Le plan de Broadcom, annoncé lors du rachat de VMware, paraît pourtant se dérouler conformément aux promesses de sa direction...

C'est une victoire à court terme, parce que beaucoup des clients qui ont renouvelé leur contrat avec VMware ont eu l'impression d'être pris en otage et de se voir imposer un contrat qu'ils ne voulaient pas, à des tarifs trop élevés. Ils cherchent donc d'autres solutions. Il ne faut pas confondre les bénéfices immédiats de Broadcom avec la relation à long terme avec les clients. Lorsque vous prenez les gens en otage, comme cela se produit également chez Oracle et SAP, lorsque vous les poussez, ils n'oublient jamais. Certaines entreprises ont ainsi décrété qu'elles ne voulaient plus aucun produit Oracle dans les 10 prochaines années !

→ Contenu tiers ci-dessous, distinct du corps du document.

PR #656, opened 2021-01-07
add / to dir in list

Lupus590:
now monochromatic displays are less ambiguous when listing folders and files

### DIFF
--- a/src/main/resources/data/computercraft/lua/rom/programs/list.lua
+++ b/src/main/resources/data/computercraft/lua/rom/programs/list.lua
@@ -21,7 +21,7 @@ for _, sItem in pairs(tAll) do
     if bShowHidden or string.sub(sItem, 1, 1) ~= "." then
         local sPath = fs.combine(sDir, sItem)
         if fs.isDir(sPath) then
-            table.insert(tDirs, sItem.."/")
+            table.insert(tDirs, sItem .. "/")
         else
             table.insert(tFiles, sItem)
         end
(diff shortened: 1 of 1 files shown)


Lupus590:
Not managed to test this yet and got to have food.

SquidDev:
Hrrrmrm. I'm not 100% sure how I feel about this. I don't know if this is just because I'm not used to it, but it does look a little odd.

The new `ls` command

Would appreciate other people's thoughts on this - you can try it out at https://copy-cat.squiddev.cc/gh/pull/656/.

I guess the alternative solution here would be just to use `colours.grey` (or even keep green) on non-advanced terminals. This way we still have some visual indicator. Thoughts?

Lupus590:
Monochromatic green looked too similar to the white on my 1.16 play world, grey could work though.

It's probably unnecessary complication, but I could put it behind a setting.
`list.dir_disabiguator` with valid settings as `none`, `slash`, `colour` and `both`.

Lupus590:
Removing the `term.color` check works and makes it obvious. I guess that things like that should have been changed when pallets were introduced.

Seniorendi:
> Would appreciate other people's thoughts on this
Does not look bad, but i like it more without the /

SquidDev:
Sorry for taking so long to reply to this (yay my terrible mental health and even worse procrastination).

I've pushed a change which makes folders light grey on normal computers. I think that's a happy compromise between this and doing nothing - still not really happy with the trailing slash.

PR #662, opened 2021-01-08
Update edit.lua

Pechu317:
made it so you can change how many spaces a tab will do, default 2. im new to this so i might have missed something plz tell me if i did


Pechu317:
turns out i missed something B) gonna close this and fix it

PR #663, opened 2021-01-08
Allowed changing how many spaces a tab is in edit.lua

Pechu317:
Added a setting to change how many spaces will be created when you hit tab in the edit program. Default is 2 spaces, as per the Lua style guide.

### DIFF
--- a/src/main/resources/data/computercraft/lua/rom/programs/edit.lua
+++ b/src/main/resources/data/computercraft/lua/rom/programs/edit.lua
@@ -532,7 +532,7 @@ while bRunning do
                 else
                     -- Indent line
                     local sLine = tLines[y]
-                    local indent = settings.get("edit.indent")
+                    local indent = settings.get("edit.indentWidth")
                     tLines[y] = string.sub(sLine, 1, x - 1) .. (" "):rep(indent) .. string.sub(sLine, x)
                     setCursor(x + indent, y)
                 end
--- a/src/main/resources/data/computercraft/lua/rom/programs/edit.lua
+++ b/src/main/resources/data/computercraft/lua/rom/programs/edit.lua
@@ -532,8 +532,9 @@ while bRunning do
                 else
                     -- Indent line
                     local sLine = tLines[y]
-                    tLines[y] = string.sub(sLine, 1, x - 1) .. (" "):rep(settings.get("edit.indent")) .. string.sub(sLine, x)
-                    setCursor(x + 4, y)
+                    local indent = settings.get("edit.indent")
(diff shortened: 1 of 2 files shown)


Pechu317:
im really bad at this

SquidDev (changes requested):
Thank you for your PR!

I'd really recommend making and testing these changes locally before submitting a PR. It helps avoid obvious build problems (syntax errors) as well as giving me some confidence there aren't any bugs in the changes.

In this case, I can spot a couple of small issues:
 - The cursor offset when pressing tab hasn't been changed with the indent, so will _always_ increase by 4.
 - The backspace logic hasn't been touched at all, so that still uses an indent of 4.

LoganDark:
> Default is 2 spaces, as per the Lua style guide.

No. This has already been changed in CC:T from 2 to 4 spaces. The default should stay 4.

Pechu317:
> > Default is 2 spaces, as per the Lua style guide.
> 
> No. This has already been changed in CC:T from 2 to 4 spaces. The default should stay 4.
sorry, i forgot to update that. the default is 4.

Pechu317:
ok im gonna start using local things now so that everything will build right B)

Pechu317:
oh i forgot the backspace logic lemme go do that

Pechu317:
cool everything should be done now

LoganDark:
Also - I'd recommend caching the indent stuff somewhere, like this:

image

I haven't opened another PR because I don't want to compete with this one. However, calculating string.rep for a constant that never changes throughout the execution of the program is a little wasteful.

Pechu317:
...ok

src/main/resources/data/computercraft/lua/rom/programs/edit.lua
```diff
@@ -650,9 +651,10 @@ while bRunning do
                 if x > 1 then
                     -- Remove character
                     local sLine = tLines[y]
-                    if x > 4 and string.sub(sLine, x - 4, x - 1) == "    " and not string.sub(sLine, 1, x - 1):find("%S") then
-                        tLines[y] = string.sub(sLine, 1, x - 5) .. string.sub(sLine, x)
-                        setCursor(x - 4, y)
+                    local indent = settings.get("edit.indentWidth")
+                    if x > indent and string.sub(sLine, x - indent, x - 1) == "    " and not string.sub(sLine, 1, x - 1):find("%S") then
```
SquidDev, line 655: The `"    "` should also be `(" "):rep(indent)`. As @LoganDark says, probably worth hoisting this to the top of the file.

SquidDev (changes requested):
Thank you for updating. Sorry, just one other nitpick.

Issue #636, opened 2020-12-29
Improvement of serializeImpl-function


magiczocker10:
Change the beginning of the serializeImpl-function to the following
![grafik](https://user-images.githubusercontent.com/59317952/103306468-eb70ca80-4a0d-11eb-93e0-0b5f96910f9b.png)

This would allow the user to use the same table within a table without triggering the recursive table errormessage. But a table within it self would still trigger the error.

Without change:
![grafik](https://user-images.githubusercontent.com/59317952/103306591-34288380-4a0e-11eb-8544-22645e5573c9.png)

With change:
![grafik](https://user-images.githubusercontent.com/59317952/103306728-984b4780-4a0e-11eb-8951-c9f1f5e3f2b4.png)

SquidDev:
I'm afraid I'm probably not going to change this. I think my stance is that unserialization should return a semantically identical table<sup>1</sup> to the original one.

That said, I guess `serialize` could accept an option table like `unserializeJSON` does (possibly also an option to specify whether we emit whitespace or not). I'd definitely accept a PR for that.

[1] Well, ignoring metatables. IMO this was a mistake, but can't change it now :).

PR #664, opened 2021-01-08
Add some options for textutils.serialize

magiczocker10:
This pull request adds some small options to change the behavior and output of textutils.serialize.

I have first issued this in #636 and was asked to create a pull request with some requested changes to it.


src/main/resources/data/computercraft/lua/rom/apis/textutils.lua
```diff
@@ -262,9 +262,16 @@ local g_tLuaKeywords = {
     ["while"] = true,
 }
 
-local function serializeImpl(t, tTracking, sIndent)
-    local sType = type(t)
+local function serializeImpl(t, tTracking2, sIndent, opts)
+    local sType, tTracking = type(t), {}
     if sType == "table" then
+				if opts.advancedComparing then
```
SquidDev, line 268: Instead of copying the table, could we just do `tTracking[t] = nil` at the end of this block (and probably move `tTracking[t] = nil` inside the `else` branch).

src/main/resources/data/computercraft/lua/rom/apis/textutils.lua
```diff
@@ -275,20 +282,20 @@ local function serializeImpl(t, tTracking, sIndent)
             return "{}"
         else
             -- Other tables take more work
-            local sResult = "{\n"
-            local sSubIndent = sIndent .. "  "
+            local sResult = "{" .. (opts.noWrap and "" or "\n")
```
SquidDev, line 285: I wonder if it's worth hoisting the "separator string" logic into one place. So something like:

```lua
local open, close, equal, comma = "{\n", "\n}", " = ", ",\n"
-- I'm sure there's more ("[ ", " ] = ", etc...), but hopefully gives the right idea
if ops.noWhiteSpace then
  open, close, equal, comma = "{", "}", "=", ","
end
```

I'd personally also merge the `noWhiteSpace` and `noWrap` options. I guess I'm seeing two use cases for `textutils.serialize`:
 - Want the output to be easy to read (e.g. printing, configuration files).
 - Want the output to be compact (e.g. saving large amounts of data to a file).

src/main/resources/data/computercraft/lua/rom/apis/textutils.lua
```diff
@@ -645,9 +652,17 @@ end
 -- @throws If the object contains a value which cannot be
 -- serialised. This includes functions and tables which appear multiple
 -- times.
-function serialize(t)
+function serialize(t, opts)
     local tTracking = {}
-    return serializeImpl(t, tTracking, "")
+		expect(2, opts, "table", "nil")
+		if opts then
+			field(opts, "noWrap", "boolean", "nil")
```
SquidDev, line 659: Possibly worth switching to snake_case - that's what we do with `unserializeJSON`.

I'd also make all the terms positive, so you'd have `{ wrap = false }` instead of `{ noWrap = true }`. It gets a little confusing if you're specifying options explicitly - the double negative of `{ noWrap = false }` is a little hard to parse :).

SquidDev (changes requested):
Thank you for submitting this, really sorry for the slow review! Just a couple of comments:

src/main/resources/data/computercraft/lua/rom/apis/textutils.lua
magiczocker10: Done

SquidDev (approved):

SquidDev:
Sorry for taking so long to get to this. Thank you very much! 

Doc examples on the website won't work quite yet as copy-cat hasn't updated yet.

PR #668, opened 2021-01-11
term.redirect attempts localisation

Lupus590:
An alternative to https://github.com/SquidDev-CC/CC-Tweaked/pull/637


Lupus590:
Probably not the best title for the PR but I wanted to differentiate it from #637

Lupus590:
There could probably still be some changes to make this look nicer, but I'm not familiar enough with sting manipulation to do them.

SquidDev:
I think this is a little too magic for my tastes. While I appreciate it's a little ugly, I don't think the complexity within `term.redirect` is worth it to avoid the additional 7 lines within a redirect buffer's definition.

PR #672, opened 2021-01-11
Make rightAlt only close menu, never open it.

### LINKED ISSUE #669: Pressing Right Alt enters edit.lua's menu, which makes it difficult to program with a french AZERTY keyboard layout.
## Background
I use a french AZERTY keyboard layout.
For all of the other layouts users out there, some characters that are widely used in programming (such as `{`,`[`, their closing counterparts, and `\`) need a specific key combination to get them written onto the screen (see the layout image below).
This combination uses the `Right Alt` key, to access these special chars (eg. `R-Alt + 5` to get an opening square bracket).

## Issue
However, as seen [in edit.lua's source code](https://github.com/SquidDev-CC/CC-Tweaked/blob/113d5d982fbaa8fe5a940689d4a65a4c7d1dd923/src/main/resources/data/computercraft/lua/rom/programs/edit.lua#L689), the Right Alt key is used to toggle the menu where you can save, run, exit.

So, to write one of those special chars, you need to enter the menu first, then type the combination (which exits the menu and registers the special char in the file you're editing).
This makes editing in-game really annoying, especially when dealing with tables and indexes.

## Repro Steps
Install a French AZERTY layout,
Run the `edit.lua` program on any computer,
Try to write a special char that uses a Right Alt combination.

Below is an example of an AZERTY layout, so you know where to type.
The R-Alt key is labeled "Alt Gr" in this example, and the chars that can be accessed with it are in blue.
image

## Useful information
This issue is present on each branch I could find on this repo (1.13+), and I reproduced it in MC 1.14.4 (CC:T 1.85.1)
I didn't make a PR because I don't have any experience with downloading, building & testing Java projects.

Wojbie:
Fixes #669

In Edit rightAlt was added to handle fact that on some keyboard layout right alt sends both leftCtrl and rightAlt key codes.
obraz
So leftCtrl was opening the menu and rightAlt closed it.
Sadly on keyboards layouts that only send rightAlt this causes it to open the menu instead when user presses it to write special symbol.
obraz
This changes the code to rightAlt acts like paste event and only closes menu when received.
This preserves old functionality while removing unwanted action.

### DIFF
--- a/src/main/resources/data/computercraft/lua/rom/programs/edit.lua
+++ b/src/main/resources/data/computercraft/lua/rom/programs/edit.lua
@@ -687,7 +687,7 @@ while bRunning do
 
             end
 
-        elseif param == keys.leftCtrl or param == keys.rightCtrl or param == keys.rightAlt then
+        elseif param == keys.leftCtrl or param == keys.rightCtrl then
             -- Menu toggle
             bMenu = not bMenu
             if bMenu then
@@ -696,7 +696,12 @@ while bRunning do
                 term.setCursorBlink(true)
             end
             redrawMenu()
-
+        elseif param == keys.rightAlt then
+            if bMenu then
+                bMenu = false
+                term.setCursorBlink(true)
+                redrawMenu()
+            end
         end
 
     elseif sEvent == "char" then


SquidDev:
This seems a reasonable enough solution, thank you!

Though it is probably worth asking if we know what the LGJGL3 change did WRT the original bug. Don't know if @Lignum or anyone else with a German keyboard can check?

PR #675, opened 2021-01-12
optional transience

Lupus590:
I've not quite got it working yet and am a little stumped. I'm going to sleep on it but for now, here's what I have,

closes: https://github.com/SquidDev-CC/CC-Tweaked/issues/504

### DIFF
--- a/src/main/java/dan200/computercraft/core/apis/IAPIEnvironment.java
+++ b/src/main/java/dan200/computercraft/core/apis/IAPIEnvironment.java
@@ -66,6 +66,10 @@ public interface IAPIEnvironment
 
     void setLabel( @Nullable String label );
 
+    Boolean isTransitory();
+
+    void setTransitory( @Nullable Boolean isTransitory );
+
     int startTimer( long ticks );
 
     void cancelTimer( int id );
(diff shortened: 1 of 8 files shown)


99-lives:
When I wrote #653 I put the changes in `src/main/java/dan200/computercraft/shared/computer/items/ComputerItemFactory.java` and `src/main/java/dan200/computercraft/shared/turtle/items/TurtleItemFactory.java`. That's where the changes were made in #437 and I was just reversing them (more or less). See [my commit here](https://github.com/SquidDev-CC/CC-Tweaked/pull/653/commits/97ff934c5c9776a0b857917f7d30b231923fe8bc), it might help.

SquidDev:
Copying from our disccusion on Discord:

> I don't really know what to do about #653, but am kinda avoiding it right now because I'm really not happy with any of the proposed solutions. I think it has to be something people opt in to, rather than some heuristic. Any heuristic is going to be wrong and/or confusing in some cases, and so best avoided.
>
> The trouble is that I personally see the proposed opt-in systems as kinda ugly. It's exposing a bit of the mod that I don't really want to expose. It's just that some people find that bit useful, and so it needs to be done :/.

Concernant VMware, des alternatives vont émerger. Chez Nutanix évidemment, mais également chez HPE ou Dell. La concurrence va s'intensifier dans ce domaine à cause des pratiques de Broadcom. En optant pour le support de Rimini Street, les entreprises s'achètent du temps et une capacité de choix. Elles auront besoin de trois à cinq ans pour évaluer les différentes options. À l'issue, elles peuvent décider de rester chez VMware. Et cela ne nous pose aucun problème. Encore une fois, n'oubliez pas que nous ne vendons pas de logiciel ; notre mission consiste à assurer le bon fonctionnement en production de ces systèmes critiques. Si certaines organisations veulent migrer sur Nutanix, nous assurerons la maintenance également ! Cela n'a pas d'importance pour nous. Ce qui compte, c'est que l'entreprise puisse prendre la bonne décision pour ses besoins propres. Ce que nous offrons aux DSI et aux directeurs financiers, c'est la possibilité de dire à Broadcom et VMware : non, merci.